## WHAT THIS TASK INVOLVES
Every line of the data that includes "outreach" should be copied out.

═════ ENTRIES PROVIDED

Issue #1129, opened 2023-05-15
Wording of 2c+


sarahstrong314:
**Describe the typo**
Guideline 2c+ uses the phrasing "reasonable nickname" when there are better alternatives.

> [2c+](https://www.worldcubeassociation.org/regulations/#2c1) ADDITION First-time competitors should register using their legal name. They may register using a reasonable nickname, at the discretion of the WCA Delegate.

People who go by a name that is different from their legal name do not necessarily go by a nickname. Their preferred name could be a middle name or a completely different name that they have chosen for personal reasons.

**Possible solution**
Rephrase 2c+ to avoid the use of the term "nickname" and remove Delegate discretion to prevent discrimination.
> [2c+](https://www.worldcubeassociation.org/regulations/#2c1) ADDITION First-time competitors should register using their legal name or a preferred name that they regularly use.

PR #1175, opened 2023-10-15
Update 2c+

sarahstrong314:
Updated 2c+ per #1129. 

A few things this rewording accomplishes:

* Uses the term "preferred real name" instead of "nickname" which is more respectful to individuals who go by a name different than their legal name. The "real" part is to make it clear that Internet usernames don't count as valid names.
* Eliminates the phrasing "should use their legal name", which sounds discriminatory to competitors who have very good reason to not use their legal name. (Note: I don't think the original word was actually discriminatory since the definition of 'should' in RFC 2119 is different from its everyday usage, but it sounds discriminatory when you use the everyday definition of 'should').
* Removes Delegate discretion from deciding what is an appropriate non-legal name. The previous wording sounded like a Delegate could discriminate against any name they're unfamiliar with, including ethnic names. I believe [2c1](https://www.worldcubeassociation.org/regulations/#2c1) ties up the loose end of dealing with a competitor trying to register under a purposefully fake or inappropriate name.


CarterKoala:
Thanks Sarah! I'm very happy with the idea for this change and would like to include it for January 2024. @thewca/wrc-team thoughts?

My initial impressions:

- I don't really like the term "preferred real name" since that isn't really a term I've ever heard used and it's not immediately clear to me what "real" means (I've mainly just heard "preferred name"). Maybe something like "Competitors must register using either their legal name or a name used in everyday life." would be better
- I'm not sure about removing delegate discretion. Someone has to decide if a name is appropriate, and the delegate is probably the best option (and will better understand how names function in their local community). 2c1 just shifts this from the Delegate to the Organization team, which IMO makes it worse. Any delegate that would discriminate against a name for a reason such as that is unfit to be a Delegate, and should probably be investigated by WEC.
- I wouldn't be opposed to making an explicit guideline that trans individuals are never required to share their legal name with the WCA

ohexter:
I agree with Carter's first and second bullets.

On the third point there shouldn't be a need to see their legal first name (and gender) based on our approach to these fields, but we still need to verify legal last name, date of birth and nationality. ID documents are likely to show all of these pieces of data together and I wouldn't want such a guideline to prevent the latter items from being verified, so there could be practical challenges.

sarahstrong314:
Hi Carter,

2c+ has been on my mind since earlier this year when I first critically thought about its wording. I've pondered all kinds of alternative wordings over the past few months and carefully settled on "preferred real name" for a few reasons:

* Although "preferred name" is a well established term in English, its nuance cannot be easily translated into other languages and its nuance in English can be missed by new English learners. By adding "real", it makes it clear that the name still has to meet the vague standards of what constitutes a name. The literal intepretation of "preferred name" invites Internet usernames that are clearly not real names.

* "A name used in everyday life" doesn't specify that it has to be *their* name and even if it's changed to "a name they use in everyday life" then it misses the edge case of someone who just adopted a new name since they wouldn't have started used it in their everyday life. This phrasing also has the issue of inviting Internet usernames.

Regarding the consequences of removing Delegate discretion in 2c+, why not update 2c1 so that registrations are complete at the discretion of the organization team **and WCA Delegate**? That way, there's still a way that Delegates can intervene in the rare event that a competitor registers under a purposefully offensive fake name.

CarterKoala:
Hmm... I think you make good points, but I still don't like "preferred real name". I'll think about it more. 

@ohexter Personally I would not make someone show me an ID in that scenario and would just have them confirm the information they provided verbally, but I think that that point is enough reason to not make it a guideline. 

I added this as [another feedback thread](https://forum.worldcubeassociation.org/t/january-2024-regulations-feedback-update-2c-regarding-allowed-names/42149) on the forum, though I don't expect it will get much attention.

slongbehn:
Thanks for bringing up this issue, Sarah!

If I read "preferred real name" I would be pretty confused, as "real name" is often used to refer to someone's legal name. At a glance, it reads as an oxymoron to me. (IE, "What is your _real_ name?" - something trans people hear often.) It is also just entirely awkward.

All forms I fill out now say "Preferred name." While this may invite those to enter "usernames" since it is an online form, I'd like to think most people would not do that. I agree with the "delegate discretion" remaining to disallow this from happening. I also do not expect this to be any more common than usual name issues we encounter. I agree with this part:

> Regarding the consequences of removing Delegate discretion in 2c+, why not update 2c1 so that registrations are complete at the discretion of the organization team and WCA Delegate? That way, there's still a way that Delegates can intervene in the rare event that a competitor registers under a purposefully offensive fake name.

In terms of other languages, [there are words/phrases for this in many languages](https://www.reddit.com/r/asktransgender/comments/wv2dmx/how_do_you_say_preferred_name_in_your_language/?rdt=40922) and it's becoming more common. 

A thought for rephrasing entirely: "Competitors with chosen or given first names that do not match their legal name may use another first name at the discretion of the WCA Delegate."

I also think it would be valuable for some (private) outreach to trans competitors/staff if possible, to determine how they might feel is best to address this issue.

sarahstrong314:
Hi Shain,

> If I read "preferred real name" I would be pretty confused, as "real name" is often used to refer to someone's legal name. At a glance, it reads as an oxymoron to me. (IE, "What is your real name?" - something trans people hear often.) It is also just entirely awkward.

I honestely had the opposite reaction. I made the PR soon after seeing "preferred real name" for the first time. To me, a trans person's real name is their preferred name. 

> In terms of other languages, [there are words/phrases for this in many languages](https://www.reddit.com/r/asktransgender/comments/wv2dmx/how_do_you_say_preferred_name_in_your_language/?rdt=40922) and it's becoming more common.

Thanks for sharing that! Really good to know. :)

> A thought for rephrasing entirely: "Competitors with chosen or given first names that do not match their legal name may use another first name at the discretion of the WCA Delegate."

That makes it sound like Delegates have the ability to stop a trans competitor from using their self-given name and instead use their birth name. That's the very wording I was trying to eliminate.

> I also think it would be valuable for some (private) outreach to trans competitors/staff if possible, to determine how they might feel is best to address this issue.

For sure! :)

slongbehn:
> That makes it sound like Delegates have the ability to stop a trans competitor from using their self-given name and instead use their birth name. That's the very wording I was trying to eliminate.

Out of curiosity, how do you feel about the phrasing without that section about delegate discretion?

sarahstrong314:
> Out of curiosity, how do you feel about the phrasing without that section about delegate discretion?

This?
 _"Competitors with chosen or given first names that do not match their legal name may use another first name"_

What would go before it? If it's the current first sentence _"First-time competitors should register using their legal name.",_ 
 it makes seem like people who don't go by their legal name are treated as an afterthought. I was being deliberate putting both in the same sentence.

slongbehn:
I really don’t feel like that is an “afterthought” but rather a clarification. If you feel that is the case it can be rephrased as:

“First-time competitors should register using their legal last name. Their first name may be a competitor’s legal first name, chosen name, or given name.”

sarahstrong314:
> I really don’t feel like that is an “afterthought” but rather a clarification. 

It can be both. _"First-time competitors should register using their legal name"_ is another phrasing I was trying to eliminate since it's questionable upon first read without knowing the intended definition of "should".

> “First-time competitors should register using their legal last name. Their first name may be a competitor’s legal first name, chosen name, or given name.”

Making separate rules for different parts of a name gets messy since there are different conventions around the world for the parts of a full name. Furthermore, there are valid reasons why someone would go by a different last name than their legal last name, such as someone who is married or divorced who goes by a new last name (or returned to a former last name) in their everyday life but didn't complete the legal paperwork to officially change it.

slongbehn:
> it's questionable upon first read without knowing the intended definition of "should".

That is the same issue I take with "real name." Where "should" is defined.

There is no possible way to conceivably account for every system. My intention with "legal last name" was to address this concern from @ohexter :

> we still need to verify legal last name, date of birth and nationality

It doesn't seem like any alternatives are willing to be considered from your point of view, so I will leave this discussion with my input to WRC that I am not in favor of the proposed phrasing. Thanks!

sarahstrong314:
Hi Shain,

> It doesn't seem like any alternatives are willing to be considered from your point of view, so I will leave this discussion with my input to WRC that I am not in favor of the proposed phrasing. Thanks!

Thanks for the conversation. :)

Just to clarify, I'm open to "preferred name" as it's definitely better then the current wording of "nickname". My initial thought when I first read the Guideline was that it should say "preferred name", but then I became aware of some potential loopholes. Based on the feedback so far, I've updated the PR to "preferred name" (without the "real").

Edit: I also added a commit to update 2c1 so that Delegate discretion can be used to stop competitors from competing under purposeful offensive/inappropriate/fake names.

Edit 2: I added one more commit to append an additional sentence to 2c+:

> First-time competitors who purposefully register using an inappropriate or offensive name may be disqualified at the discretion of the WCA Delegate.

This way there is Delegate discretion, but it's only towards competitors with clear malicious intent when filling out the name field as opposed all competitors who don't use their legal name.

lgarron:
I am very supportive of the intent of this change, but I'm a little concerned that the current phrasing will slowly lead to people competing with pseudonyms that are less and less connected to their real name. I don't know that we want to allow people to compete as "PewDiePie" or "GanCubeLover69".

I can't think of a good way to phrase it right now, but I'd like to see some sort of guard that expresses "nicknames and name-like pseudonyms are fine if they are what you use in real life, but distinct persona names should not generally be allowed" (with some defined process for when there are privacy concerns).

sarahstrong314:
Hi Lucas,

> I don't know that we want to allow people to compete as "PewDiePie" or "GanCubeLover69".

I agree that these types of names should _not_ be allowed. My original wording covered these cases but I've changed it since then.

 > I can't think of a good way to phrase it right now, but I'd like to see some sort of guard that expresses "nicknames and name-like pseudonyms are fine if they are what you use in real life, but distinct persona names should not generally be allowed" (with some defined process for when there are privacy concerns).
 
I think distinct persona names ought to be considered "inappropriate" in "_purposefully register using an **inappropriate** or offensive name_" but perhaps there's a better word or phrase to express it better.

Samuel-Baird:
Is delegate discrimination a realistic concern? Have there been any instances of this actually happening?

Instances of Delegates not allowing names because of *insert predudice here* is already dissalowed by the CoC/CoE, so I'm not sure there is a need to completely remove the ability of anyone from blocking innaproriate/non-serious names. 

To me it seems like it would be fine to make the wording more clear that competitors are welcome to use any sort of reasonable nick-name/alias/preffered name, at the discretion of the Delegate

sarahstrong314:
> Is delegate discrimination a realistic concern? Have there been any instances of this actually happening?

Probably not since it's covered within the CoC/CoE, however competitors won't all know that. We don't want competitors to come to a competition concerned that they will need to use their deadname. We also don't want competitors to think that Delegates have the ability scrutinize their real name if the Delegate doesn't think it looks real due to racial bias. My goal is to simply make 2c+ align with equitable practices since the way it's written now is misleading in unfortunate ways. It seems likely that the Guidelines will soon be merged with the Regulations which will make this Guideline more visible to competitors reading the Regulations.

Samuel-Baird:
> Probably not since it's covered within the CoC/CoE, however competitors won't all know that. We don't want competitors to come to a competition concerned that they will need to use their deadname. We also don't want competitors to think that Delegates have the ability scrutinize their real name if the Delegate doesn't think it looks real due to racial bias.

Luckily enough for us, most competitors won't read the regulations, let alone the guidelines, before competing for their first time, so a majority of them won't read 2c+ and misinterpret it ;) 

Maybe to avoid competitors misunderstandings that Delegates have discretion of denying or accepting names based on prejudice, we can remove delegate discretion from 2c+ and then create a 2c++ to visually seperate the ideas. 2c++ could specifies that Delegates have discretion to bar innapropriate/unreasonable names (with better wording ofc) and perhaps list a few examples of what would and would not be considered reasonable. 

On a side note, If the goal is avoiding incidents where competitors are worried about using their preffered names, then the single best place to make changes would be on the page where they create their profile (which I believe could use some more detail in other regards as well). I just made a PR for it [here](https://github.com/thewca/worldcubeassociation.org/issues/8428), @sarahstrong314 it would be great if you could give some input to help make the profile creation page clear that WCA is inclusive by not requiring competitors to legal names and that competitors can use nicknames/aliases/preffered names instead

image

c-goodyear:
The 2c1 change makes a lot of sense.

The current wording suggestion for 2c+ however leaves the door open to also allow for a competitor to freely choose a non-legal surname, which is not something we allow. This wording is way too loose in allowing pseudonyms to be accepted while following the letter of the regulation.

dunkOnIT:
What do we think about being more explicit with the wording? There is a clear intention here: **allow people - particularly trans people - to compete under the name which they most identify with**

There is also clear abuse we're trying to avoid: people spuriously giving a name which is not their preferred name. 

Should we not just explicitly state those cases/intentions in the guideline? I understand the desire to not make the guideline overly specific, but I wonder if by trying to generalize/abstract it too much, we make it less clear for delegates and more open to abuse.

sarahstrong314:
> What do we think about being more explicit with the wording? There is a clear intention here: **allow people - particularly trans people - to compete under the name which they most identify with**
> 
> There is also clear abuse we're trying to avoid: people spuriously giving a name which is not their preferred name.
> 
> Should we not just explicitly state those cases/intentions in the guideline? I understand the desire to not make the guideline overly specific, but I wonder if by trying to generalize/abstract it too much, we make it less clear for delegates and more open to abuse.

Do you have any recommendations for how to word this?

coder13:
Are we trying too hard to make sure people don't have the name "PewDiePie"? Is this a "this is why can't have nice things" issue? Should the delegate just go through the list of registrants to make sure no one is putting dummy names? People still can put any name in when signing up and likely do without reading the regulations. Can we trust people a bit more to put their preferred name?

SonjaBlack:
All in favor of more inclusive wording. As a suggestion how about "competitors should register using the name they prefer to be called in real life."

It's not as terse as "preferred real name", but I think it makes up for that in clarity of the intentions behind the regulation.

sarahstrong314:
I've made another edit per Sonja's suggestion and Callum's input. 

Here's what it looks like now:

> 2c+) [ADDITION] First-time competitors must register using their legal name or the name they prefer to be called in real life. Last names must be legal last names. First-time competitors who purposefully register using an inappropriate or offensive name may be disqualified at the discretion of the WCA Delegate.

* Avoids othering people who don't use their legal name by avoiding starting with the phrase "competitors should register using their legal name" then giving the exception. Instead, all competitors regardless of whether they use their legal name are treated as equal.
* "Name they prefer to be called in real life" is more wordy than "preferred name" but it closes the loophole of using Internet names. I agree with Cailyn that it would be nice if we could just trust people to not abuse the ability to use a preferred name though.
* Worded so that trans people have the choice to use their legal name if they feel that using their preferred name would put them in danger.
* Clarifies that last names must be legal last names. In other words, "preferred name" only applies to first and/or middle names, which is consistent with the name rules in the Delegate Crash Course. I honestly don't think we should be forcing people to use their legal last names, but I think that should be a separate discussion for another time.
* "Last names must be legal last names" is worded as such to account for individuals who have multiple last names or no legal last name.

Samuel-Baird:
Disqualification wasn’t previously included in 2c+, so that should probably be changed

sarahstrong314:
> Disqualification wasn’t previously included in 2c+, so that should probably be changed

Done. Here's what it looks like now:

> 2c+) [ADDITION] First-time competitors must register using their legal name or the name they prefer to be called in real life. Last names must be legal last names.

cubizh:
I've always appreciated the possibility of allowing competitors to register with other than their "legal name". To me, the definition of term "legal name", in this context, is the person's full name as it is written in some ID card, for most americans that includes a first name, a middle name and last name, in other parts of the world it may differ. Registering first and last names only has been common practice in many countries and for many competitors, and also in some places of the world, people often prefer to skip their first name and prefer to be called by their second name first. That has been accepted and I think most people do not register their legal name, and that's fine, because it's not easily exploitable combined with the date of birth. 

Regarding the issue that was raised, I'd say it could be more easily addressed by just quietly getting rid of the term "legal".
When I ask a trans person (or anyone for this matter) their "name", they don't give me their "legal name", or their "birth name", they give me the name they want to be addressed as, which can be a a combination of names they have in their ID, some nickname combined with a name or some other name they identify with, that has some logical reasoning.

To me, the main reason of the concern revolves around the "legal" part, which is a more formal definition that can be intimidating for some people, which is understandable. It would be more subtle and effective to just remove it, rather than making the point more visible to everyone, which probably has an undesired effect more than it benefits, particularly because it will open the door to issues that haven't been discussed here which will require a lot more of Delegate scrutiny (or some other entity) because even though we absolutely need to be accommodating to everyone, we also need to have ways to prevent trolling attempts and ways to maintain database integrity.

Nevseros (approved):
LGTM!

══════════

## EXERCISE RESPONSE
I also think it would be valuable for some (private) outreach to trans competitors/staff if possible, to determine how they might feel is best to address this issue.
> I also think it would be valuable for some (private) outreach to trans competitors/staff if possible, to determine how they might feel is best to address this issue.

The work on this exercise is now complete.